Conclusions and Relevance  Ponatinib demonstrated a superior rate of MRD-negative complete remission at the end of induction vs imatinib when combined with reduced-intensity chemotherapy in adults with newly diagnosed Ph+ ALL. The safety profile of ponatinib was comparable with imatinib.

What are car T cell therapies in cancer treatment, and why is there so much buzz about it nowadays?


For a long time, the cancer treatment universe was restricted to 4 modalities, in particular Surgery, Radiation, Chemotherapy and Targeted Drug Treatments. Of late, we have seen the expansion of a fifth front in the fight against cancer, called Immunotherapy. Researchers have been endeavoring to create approaches to prepare the human immune system to battle cancer cells, similar to how they eliminate germs in trifling issues such as the common cold.

When we become ill with the common cold, our immune system attacks the infectious germs and executes them, viably curing us. What is at work here are a sort of cells present in our blood called T-cells. T-cells have the one of a kind capacity to recognize affected cells, lock on to them and kill them.

In a CAR T-cell treatment, a patient’s T-cells are designed, so that they attach themselves to cancer cells and destroy them. Such T-cells are extracted from the patient’s own blood, and are built in a lab to identify particular proteins (or antigens) present inside cancer cells. Then, once these cells increase in adequate numbers, they are infused once more into the patient’s circulation system. Once in the body, they start targeting cancer cells.
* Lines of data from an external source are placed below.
PR #857, opened 2024-08-06
Update Bocfel to 2.2

cspiegel:


curiousdannii:
Exciting to see the Z6 support!

Does this also include the no-stdio changes you were working on? If so I'll give it a test to see if I can get it to build and run with Remglk-rs.

cspiegel:
It doesn't have the no-stdio stuff yet, no; I really haven't had the chance to properly test it. That said, I'm attaching a diff against Bocfel 2.2 which implements it. If you're willing to test this and let me know how it works, I'll get it merged in and into a point release in short order, so it can be made official.

[no-stdio.diff.gz](https://github.com/user-attachments/files/16511218/no-stdio.diff.gz)

curiousdannii:
I'll try it, but don't wait for me before merging this.

PR #82, opened 2015-12-04
Fix multithreaded test on Windows and Jenkins

jacquelinekay:
The test fails on Jenkins because it takes at ~20 seconds with Connext, but the timeout is set to 15.

The test also fails on Windows because of spurious wakeups in the scheduler. This PR adds a 1ms period busy wait to ensure that the condition is met.

### DIFF
--- a/test_rclcpp/test/test_multithreaded.cpp
+++ b/test_rclcpp/test/test_multithreaded.cpp
@@ -44,8 +44,7 @@ static inline void multi_consumer_pub_sub_test(bool intra_process)
   auto pub = node->create_publisher<test_rclcpp::msg::UInt32>(node_topic_name, 16);
 
   std::vector<rclcpp::Subscription<test_rclcpp::msg::UInt32>::SharedPtr> subscriptions;
-  std::atomic_uint counter;
-  counter = 0;
+  std::atomic_uint counter(0);
 
   auto callback =
     [&counter, &intra_process](test_rclcpp::msg::UInt32::ConstSharedPtr msg,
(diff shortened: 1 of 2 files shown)


jacquelinekay:
CI:

http://ci.ros2.org/job/ci_linux/665/
http://ci.ros2.org/job/ci_osx/547/
http://ci.ros2.org/job/ci_windows_connext_dynamic/26/
http://ci.ros2.org/job/ci_windows_connext_static/25/
http://ci.ros2.org/job/ci_windows_opensplice/739/

test_rclcpp/test/test_multithreaded.cpp
```diff
@@ -236,14 +238,21 @@ static inline void multi_access_publisher(bool intra_process)
   // use atomic
   std::atomic_uint timer_counter;
   timer_counter = 0;
+  std::atomic_uint subscription_counter;
+  subscription_counter = 0;
```
dirk-thomas: Can this be initialized on the same line? (Same two lines above)

test_rclcpp/test/test_multithreaded.cpp
```diff
@@ -236,14 +238,21 @@ static inline void multi_access_publisher(bool intra_process)
...
 
   const size_t iterations = 5 * executor.get_number_of_threads();
   auto timer_callback =
-    [&executor, &pub, &msg, &timer_counter, &iterations](rclcpp::timer::TimerBase & timer)
+    [&executor, &pub, &msg, &timer_counter, &subscription_counter,
+    &iterations](rclcpp::timer::TimerBase & timer)
```
dirk-thomas: Are the linters fine with wrapping it after the `]` and before the `(`?

dirk-thomas:
Other then the minor comments +1 to get the tests to pass.

jacquelinekay:
Argh. According to Jenkins, this PR causes the test to pass for all jobs except for the Windows Opensplice job, but I cannot reproduce this failure in my Windows VM (running Opensplice). I will merge this PR for the time being and revisit the failures later.

PR #84, opened 2015-12-07
Reverse ignore logic in allocator test

jacquelinekay:
ignore_middleware_tokens is the boolean in the allocator logic that causes the test to ignore allocations that originate in the DDS implementation.

--all-tokens is the command line argument flag that causes the test NOT to ignore middleware tokens.

This PR corrects the logic of the test to be consistent with this design.


dirk-thomas:
+1

PR #85, opened 2015-12-11
Added and increased waiting time in several rclcpp tests

richiprosima:
In order to solve http://ci.ros2.org/job/ci_linux/658/ we had to make some changes in several rclcpp tests. These changes are:
* test_allocator.cpp: Added new ```fastrtps``` token.
* test_multithreaded.cpp: Increased several sleeping times after publishing data, because executor is canceled before receiving all data.
* test_services_client.cpp: Added sleeping time after creating each client. It gives time to finish the discovery phase.
* test_subscriptions.cpp: Changed call ```spin_node_once``` for ```spin_node_some```. If sample 4 and 5 don't arrive in first try, in the second try only sample 4 is taken.

### DIFF
--- a/test_rclcpp/test/test_allocator.cpp
+++ b/test_rclcpp/test/test_allocator.cpp
@@ -37,8 +37,8 @@
 #endif  // not WIN32
 
 // TODO(jacquelinekay) improve this ignore rule (dogfooding or no allocations)
-static const size_t num_rmw_tokens = 5;
-static const char * rmw_tokens[num_rmw_tokens] = {"librmw", "dds", "DDS", "dcps", "DCPS"};
+static const size_t num_rmw_tokens = 6;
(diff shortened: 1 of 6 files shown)


jacquelinekay:
Hey @richiprosima:

with regard to the allocator test, I am aiming to phase out the ignore tokens soon, since it's a hack workaround and we might not have a need for it anyway. (I have a pending PR that makes rmw_connext_cpp allocation free, and I am currently looking at how to do the same for rmw_opensplice_cpp.)

Perhaps instead of using the ignore token, we could disable building the allocator test for fastrtps? We should probably wait on pending changes by @dirk-thomas to typesupport and how the middleware implementations are handled in CMake.

jacquelinekay:
FastRTPS is merged with passing tests on CI now, so I'm going to close this unless there are any objections. Thanks!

The utilization of Car T-cell treatments had been constrained to clinical trials till recently. In these trials, numerous patients in advanced stages of cancer have encountered positive outcomes. Numerous such trials included patients experiencing advanced ALL (Acute Lymphoblastic Leukemia) with limited treatment alternatives. Most patients experienced 100% remission, and remained this way for prolonged periods of time. Comparable promising outcomes have been seen in the case of lymphoma patients. Some of these treatments have been approved for treatment in certain leukemias and few solid tumours.

While the symptoms of such medicines can be perilous, the medical science has developed practical protections against such impacts, with supportive treatments. Car T-cell treatments appear to have immense potential, however given the dynamic nature of cancer mutations, further investigation is required to standardize it and make it accessible to patients all around. Numerous labs around the globe are right now testing these treatments not only for blood cancer but also solid tumors, such as pancreatic and brain tumours. Given the measure of intrigue the field has produced among scientists around the world, it is likely that the following decade will be transformative in characterizing the cancer treatment paradigm.